Люсьен притормозил, внезапно из ниоткуда к машине подскочил мужчина.

Я не смогла сдержать удивленного вздоха.

Рука Люсьена сжалась на внутренней стороне моего бедра, он пробормотал:

— Все хорошо, зверушка.

Я заставила себя повернуться к нему и кивнуть, будто доверяла ему свою жизнь, хотя совсем не доверяла. И судя по этому его маневру, когда он привез меня в сырой переулок, его маневр стал для меня убедительным доказательством того, почему я не должна ему доверять.

Моя дверь распахнулась, и в нее просунулась чья-то рука.

Я отпрянула, услышав, как незнакомец произнес:

— Миледи.

— Протяни ему руку, Лия, — приказал Люсьен, я не хотела протягивать руку незнакомцу, которого не видела, действительно не хотела, но я протянула.

Незнакомец помог мне выйти из машины. Он был ниже меня ростом, жилистый до изможденности, я предположила, что он моложе меня по меньшей мере на десять лет.

Он не обращал на меня никакого внимания, даже когда осторожно отодвинул меня от двери, прежде чем ее захлопнуть.

Его голодные глаза были устремлены на Люсьена, который вышел с другой стороны машины. Его глаза были очень голодные. Жутко голодные.

Как-то невероятно фатально.

— Уотс, — сказал Люсьен, прежде чем небрежно бросить ключи от своей абсурдно дорогой спортивной машины мужчине, похожему на бродягу, которого только что помыли в приюте для бездомных, выдали не его размера одежду и сделали не очень хорошую стрижку.

— Хозяин, — выдохнул мужчина, поймав ключи, его глаза были прикованы к Люсьену, и я почувствовала, как тошнотворное чувство поползло у меня под ложечкой.

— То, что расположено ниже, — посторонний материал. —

PR #1204, opened 2023-10-23
Set CMake version and CXX standard in examples

Calandracas606:
Explicitly set c++ 17

clang <= 15 will not default to -std=c++17, which may cause IDEs using clangd (CLion) to report errors.

This change will improve developer experience, and provide a more complete "example" of a CMakeLists.txt


illuhad (approved):
Thanks!

PR #1207, opened 2023-10-24
Remove use of deprecated getWithSamePointeeType

al42and:
llvm::PointerType::getWithSamePointeeType is deprecated in LLVM 17 and can be removed later.

Reference: https://reviews.llvm.org/D155585


fodinabor (approved):
Lgtm, thanks :)

illuhad (approved):
Thanks! We should consider factoring this ifdef branching out into a new function such that the logic can be shared, but that could also be done in a future commit I think.

PR #1208, opened 2023-10-24
CBS/canonicalizeExitBarriers: Don't return uninitialized value

al42and:


fodinabor (approved):
🙃 thx :)
Are you compiling with all the warnings activated? ^^

al42and:
> 🙃 thx :) Are you compiling with all the warnings activated? ^^

clang-tidy. Tons of warnings there, but this and the one with `std::move` are the straightforward ones. I can share the log (or you can run it yourself, `-DCMAKE_CXX_CLANG_TIDY=clang-tidy-17` is the only CMake flag necessary), but, unfortunately, I won't have time to look into the remaining issues.

illuhad (approved):

PR #1209, opened 2023-10-24
fix target includes destination to match new nested include dir

### LINKED ISSUE #1179: Link with AdaptiveCpp
Regarding #1069. so what's now a proper way to link with acpp and propagate include dirs to cmake targets which hawe a library using acpp as a dependency?

bsobol:
This should fix #1179 

Results in `adaptivecpp-targets.cmake` containing 
```cmake
set_target_properties(AdaptiveCpp::acpp-common PROPERTIES
  INTERFACE_INCLUDE_DIRECTORIES "${_IMPORT_PREFIX}/include;${_IMPORT_PREFIX}/include/AdaptiveCpp"
)  
```
instead of original
```cmake
set_target_properties(AdaptiveCpp::acpp-common PROPERTIES
  INTERFACE_INCLUDE_DIRECTORIES "${_IMPORT_PREFIX}/include"
)  
```
and similarily for `acpp-rt` and other namespaces.

### DIFF
--- a/src/common/CMakeLists.txt
+++ b/src/common/CMakeLists.txt
@@ -46,6 +46,7 @@ endif()
 
 install(TARGETS acpp-common
         EXPORT install_exports
+        INCLUDES DESTINATION include/AdaptiveCpp
         RUNTIME DESTINATION bin
         LIBRARY DESTINATION lib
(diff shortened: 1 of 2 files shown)


illuhad (approved):
Thanks!

PR #1213, opened 2023-10-25
[stdpar] Do not set visibility of `operator delete` and friends to `HiddenVisibility`

nilsfriess:
This has caused some segfaults due to some standard library functions not being able to "see" our `delete` and therefore freeing USM-allocated memory using regular `delete`/`free`.

This was introduced to prevent our own runtime library to call the USM/stdpar `delete` but is not necessary anymore since the runtime library links with symbolic functions which causes `operator delete` to be resolved internally.


illuhad (commented):
Thanks, I think the documentation on stdpar also mentions the visibility. Can you change it there as well?

doc/stdpar.md
```diff
@@ -90,7 +90,7 @@ The backend used to perform USM allocations is the backend managing the executin
...
+Functions for memory allocation are only exchanged for USM variants within translation units compiled with `--acpp-stdpar`. Our USM functions for releasing memory are however overriding the standard functions within the entire linkage unit. This is motivated by the expectation that pointers may be shared within the application, and the place where they are released may not be the place where they are created. As our functions for freeing memory can handle both regular and USM allocations, making them more widely available seems like the safer choice.
```
illuhad:
```suggestion
Functions for memory allocation are only exchanged for USM variants within translation units compiled with `--acpp-stdpar`. Our USM functions for releasing memory are however overriding the standard functions within the entire application. This is motivated by the expectation that pointers may be shared within the application, and the place where they are released may not be the place where they are created. As our functions for freeing memory can handle both regular and USM allocations, making them more widely available seems like the safer choice.
```

PR #2172, opened 2026-07-30
[ze] Initialize stype/pNext of Level Zero property structs before API calls

fateshelled:
## Description

Initialize the `stype` and `pNext` fields of Level Zero property structures
before passing them to the respective `ze*Get*Properties` API calls.

Per the Level Zero specification, the `stype` field must be set to the
appropriate structure type enumeration value and `pNext` must be set to
`nullptr` (unless chaining an extension structure) before any API call
that takes the structure. Missing initialization can lead to undefined
behavior or crashes on some runtimes.

### Changes

- `ze_allocator.cpp`: Initialize `stype` for `ze_memory_allocation_properties_t`
  before `zeMemGetAllocProperties`
- `ze_hardware_manager.cpp`: Initialize `stype`/`pNext` for:
  - `ze_device_properties_t` before `zeDeviceGetProperties`
  - `ze_device_compute_properties_t` before `zeDeviceGetComputeProperties`
  - `ze_device_memory_properties_t` (each element) before `zeDeviceGetMemoryProperties`
  - `ze_driver_properties_t` before `zeDriverGetProperties`

### DIFF
--- a/src/runtime/ze/ze_allocator.cpp
+++ b/src/runtime/ze/ze_allocator.cpp
@@ -128,6 +128,7 @@ bool ze_allocator::is_usm_accessible_from(backend_descriptor b) const {
 result ze_allocator::query_pointer(const void* ptr, pointer_info& out) const {
 
   ze_memory_allocation_properties_t props;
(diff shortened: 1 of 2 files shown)


illuhad (approved):
Thanks!

PR #2178, opened 2026-08-05
[OMP] Allow `numBytes == 0` in memset

nilsfriess:
I don't find anything in the SYCL reference that would forbid this. A library that I'm currently trying to make work with AdaptiveCpp uses memsets with size == 0 in several places so I figured fixing this here might be easiest.

Draft because I'm not sure what to do with the instrumentation stuff in `omp_queue::submit_memset`.

### DIFF
--- a/src/runtime/omp/omp_queue.cpp
+++ b/src/runtime/omp/omp_queue.cpp
@@ -668,6 +668,7 @@ result omp_queue::submit_prefetch(prefetch_operation &op, const dag_node_ptr& no
 result omp_queue::submit_memset(memset_operation &op, const dag_node_ptr& node) {
   void *ptr = op.get_pointer();
   std::size_t bytes = op.get_num_bytes();
+  if (bytes == 0) return make_success();
   int pattern = op.get_pattern();
 
   if (!ptr) {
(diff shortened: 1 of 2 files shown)


sbalint98:
I think this should work according to the WG. It did not make the spec yet apparently : https://github.com/KhronosGroup/SYCL-Docs/issues/883

src/runtime/omp/omp_queue.cpp
```diff
@@ -668,6 +668,7 @@ result omp_queue::submit_prefetch(prefetch_operation &op, const dag_node_ptr& no
 result omp_queue::submit_memset(memset_operation &op, const dag_node_ptr& node) {
   void *ptr = op.get_pointer();
   std::size_t bytes = op.get_num_bytes();
+  if (bytes == 0) return make_success();
```
illuhad, line 671: I suspect that other backends might also be affected by this, not just omp.

So, if we want to support this universally, the better approach is probably to implement this at the SYCL layer (`handler.hpp`) by returning a barrier in case the size is 0.
This is also what we do for 0-sized kernels: https://github.com/AdaptiveCpp/AdaptiveCpp/blob/3452d0fa3e764ab603b73612531716bbad5ad947/include/hipSYCL/sycl/handler.hpp#L301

Быстрее, чем вспышка, Люсьен оказался рядом со мной, его пальцы крепко сжали меня за локоть, уводя от незнакомца. Глаза мужчины метнулись ко мне, прежде чем преданно вернуться к Люсьену.

— Все говорят, она прекрасна, хозяин, — выдохнул он, наклоняясь к Люсьену, но сдерживая себя, совершенно очевидно настороженно, взволнованно, окаменевший одновременно.

Я посмотрела на Люсьена и увидела, что он смотрит на этого человека с едва скрываемым отвращением.

— Позаботься о машине, Уотс, — приказал Люсьен. Уотс кивнул, все еще тяжело дыша, и попятился, слегка поклонившись, как уродливый лакей сумасшедшего ученого в плохом фильме ужасов.

Люсьен повел меня к двери, я следовала за ним.

Я хотела спросить об Уотсе, но не стала. Мне хотелось с криком убежать в ночь, но я этого не сделала.

Полное безумие, но мне также хотелось броситься в объятия Люсьена и умолять его трахнуть меня у стены в переулке.

Этого я уж определенно не сделала.

Дверь открылась до того, как мы подошли к ней, появился персонаж, похожий на Уотса, но более округлый, пожилой, с густой бородой и копной длинных спутанных волос, который широко распахнул перед нами дверь.

— Хозяин, — благоговейно прошептал он, опустив глаза, как будто он был слишком скромным, чтобы смотреть на великолепие Люсьена, мой желудок тошнотворно скрутило.

— Брид, — пробормотал Люсьен, даже не взглянув в сторону мужчины, проводя меня мимо него в темный холл, который почти сразу же заканчивался лестницей, ведущей вниз.